Materials provided Block Start
Issue #989, opened 2022-06-03
TS: Clean up and generalize types for messages (focus: allowance)


escapedcat:
### Is your feature request related to a problem? Please describe

Similar to #652 but focusing on the allowance section

### Describe the solution you'd like

All files should be switched to TS

### Additional context

Add tests if possible/usefull

- [x] add.js
- [x] delete.js
- [x] enable.js
- [x] get.js
- [x] getById.js
- [x] list.ts
- [x] update.js

### Are you working on this?

Yes

escapedcat:
Thanks @im-adithya !

PR #1044, opened 2022-06-14
refactor(allowance): add action

im-adithya:

Switching allowance/add to TS

### Link this PR to an issue

Relates to #989

### How has this been tested?

Should add tests, would be done after initial review

### Checklist


src/extension/background-script/actions/allowances/add.ts
```diff
@@ -12,7 +14,7 @@ const add = async (message, sender) => {
     .first();
 
   if (allowance) {
-    await db.allowances.update(allowance.id, {
+    await db.allowances.update(allowance.id as number, {
```
escapedcat, line 17: It could be `undefined`, yes? Could we just return if there's no `id`? Would be great if we can avoid `as` because it's not good practice.

escapedcat (commented):
🎉

src/extension/background-script/actions/allowances/add.ts
im-adithya: Done!

escapedcat (approved):

src/extension/background-script/actions/allowances/delete.ts
```diff
@@ -3,6 +3,7 @@ import type { MessageAllowanceDelete } from "~/types";
 
 const deleteAllowance = async (message: MessageAllowanceDelete) => {
   const id = message.args.id;
+  if (!id) return;
```
bumi, line 6: this probably should return an error like `{ error: "id is missing" }`

to make sure that all actions always return the same response format

src/types.ts
```diff
@@ -321,13 +332,13 @@ export interface PaymentResponse
 }
 
 export interface Allowance {
-  createdAt: string;
```
escapedcat, line 324: bumi and me just talked about this..
```
createdAt: string;
lastPaymentAt: string;
lnurlAuth: string;
```
This is how it's saved in the index-db of most users we assume.
So changing this to "correct" types looks great and works in this scenario but in reality this might break because i.e. `lnurlAuth` will be `"true"` and not `true`.  

We should first make sure we cover the real world types which are being used currently before we change them. If we change them we might also need to migrate the index-db for the users.

Is this understandable? You think this is an issue? Happy to talk via Slack.

im-adithya: Got it! Reverting the changes,
> saved in the index-db of most users we assume

didn't know this can be a breaking change!

escapedcat (approved):

escapedcat (dismissed):

src/extension/background-script/actions/allowances/add.ts
```diff
@@ -28,6 +32,14 @@ const add = async (message, sender) => {
       totalBudget: totalBudget,
       remainingBudget: totalBudget,
       lastPaymentAt: 0,
+      createdAt: Date.now().toString(),
```
bumi, line 35:
```suggestion
      createdAt: Date.now(),
```
for the payments we use numbers. 
and I think we should keep the timestamp here as a number.

src/extension/background-script/actions/allowances/add.ts
```diff
@@ -28,6 +32,14 @@ const add = async (message, sender) => {
...
+      lnurlAuth: false,
+      payments: [],
```
bumi, line 37: I don't think this can go in the DB. there is no payments array in the DB.
same is for paymentsAmount, paymentsCount, percentage, usedBudget

bumi (changes requested):

src/extension/background-script/actions/allowances/add.ts
im-adithya: But wouldn't this break for existing users? cc @escapedcat

src/extension/background-script/actions/allowances/add.ts
im-adithya: I didn't get this... this would be done for new allowances, so this shouldn't break right?

src/extension/background-script/actions/allowances/add.ts
bumi: seems we do not save this so far. At least I did not see it and this change is added in this PR

src/extension/background-script/actions/allowances/add.ts
bumi: those are the fields of the allowances table:https://github.com/getAlby/lightning-browser-extension/blob/master/src/extension/background-script/db.ts#L15

`allowances.add` is a dexie function that stores data in that table. 

seems we use an "Allowance" type that does not represent the data of the DB but the "allowance"... 
but now when calling `allowances.add` we pass in all the Allowance attributes - and not just the one that are relevant for the DB.

I don't know what dexie does with that, but to me that's wrong.

im-adithya: Oh! Got it now! I was thinking we don't save the above things just to save space while working in get action but didn't know we don't even allow them all together in the DB!

im-adithya: I guess we can make the types optional `?:` that would make sense as we are using those only when needed.

im-adithya: > but I'd say we should use different types a special type for the data stored in the DB

That would make things easier actually...

(Waiting for feedback from them before I proceed)

escapedcat: I agree with bumi here. I wasn't aware that the allowances we save in dexie ware not the same that we use withing the app. Unlike blocklist and payments. I split up the type and adjusted the code. Please have a look at this commit:
https://github.com/getAlby/lightning-browser-extension/pull/1044/commits/e4a1fe5d4047eb22c383f9873d618eae82668713

src/extension/background-script/actions/allowances/add.ts
escapedcat: Looking at the current code it should be number and won't break things because it was always a number I believe

src/types.ts
bumi: I did not find code that writes the createdAt so far. https://github.com/getAlby/lightning-browser-extension/blob/master/src/extension/background-script/actions/allowances/add.js#L23-L31

ideally the timestamp is a number (like lastPaymentAt)

bumi (approved):

escapedcat:
YOLO 🤞

PR #1045, opened 2022-06-14
refactor(allowance): delete action

im-adithya:

Switching allowance/delete to TS

### Link this PR to an issue

Relates to #989

### How has this been tested?

Should add tests, would be done after initial review

### Checklist


escapedcat:
Would be nice to add a unit-test.

src/extension/background-script/actions/allowances/delete.ts
```diff
@@ -0,0 +1,12 @@
+import type { MessageAllowanceDelete } from "~/types";
+
+import db from "../../db";
```
escapedcat, line 3: Can we use `~` as well here?

src/extension/background-script/actions/allowances/delete.ts
```diff
@@ -0,0 +1,12 @@
...
+
+const deleteAllowance = async (message: MessageAllowanceDelete) => {
+  const id = message.args.id;
+  await db.allowances.delete(parseInt(id));
```
escapedcat, line 7: Allowances `id` per type definitions are `string` but here we need to switch it to a `number`? Not sure if I understand.

escapedcat: Maybe have a look at this: https://github.com/getAlby/lightning-browser-extension/pull/988/files#diff-1b329da99ce24a934532ca1ee401d135a5d5917619b62db9711da859ce47f987R64-R67  
not sure what's correct really.

bumi: why do we need those parseInt() 

can we get rid of those parseInt and number/string checks? those are primary keys and we should know what type it is and be able to use the correct type?

escapedcat: I think this came when switching to TS. Once account/allowance is switched let's have a look if we can assume that `id` is always a string and create a PR.

escapedcat (approved):
❤️

src/extension/background-script/actions/allowances/__tests__/delete.test.ts
```diff
@@ -0,0 +1,69 @@
...
+        internal: true,
+      },
+      args: {
+        id: 2,
+      },
+    };
+
+    await db.allowances.bulkAdd(mockAllowances);
+
+    expect(await deleteAllowance(message)).toStrictEqual({
```
bumi, line 65: also here, let's test that the allowance is actually deleted from the db.

bumi (changes requested):

bumi (approved):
Materials provided Block End
What is being asked: Exact reproduction is required. Give the lines of the data from its first line through the line containing "Switching allowance/add to TS", and no others.

Reply to the exercise:
Issue #989, opened 2022-06-03
TS: Clean up and generalize types for messages (focus: allowance)


escapedcat:
### Is your feature request related to a problem? Please describe

Similar to #652 but focusing on the allowance section

### Describe the solution you'd like

All files should be switched to TS

### Additional context

Add tests if possible/usefull

- [x] add.js
- [x] delete.js
- [x] enable.js
- [x] get.js
- [x] getById.js
- [x] list.ts
- [x] update.js

### Are you working on this?

Yes

escapedcat:
Thanks @im-adithya !

PR #1044, opened 2022-06-14
refactor(allowance): add action

im-adithya:

Switching allowance/add to TS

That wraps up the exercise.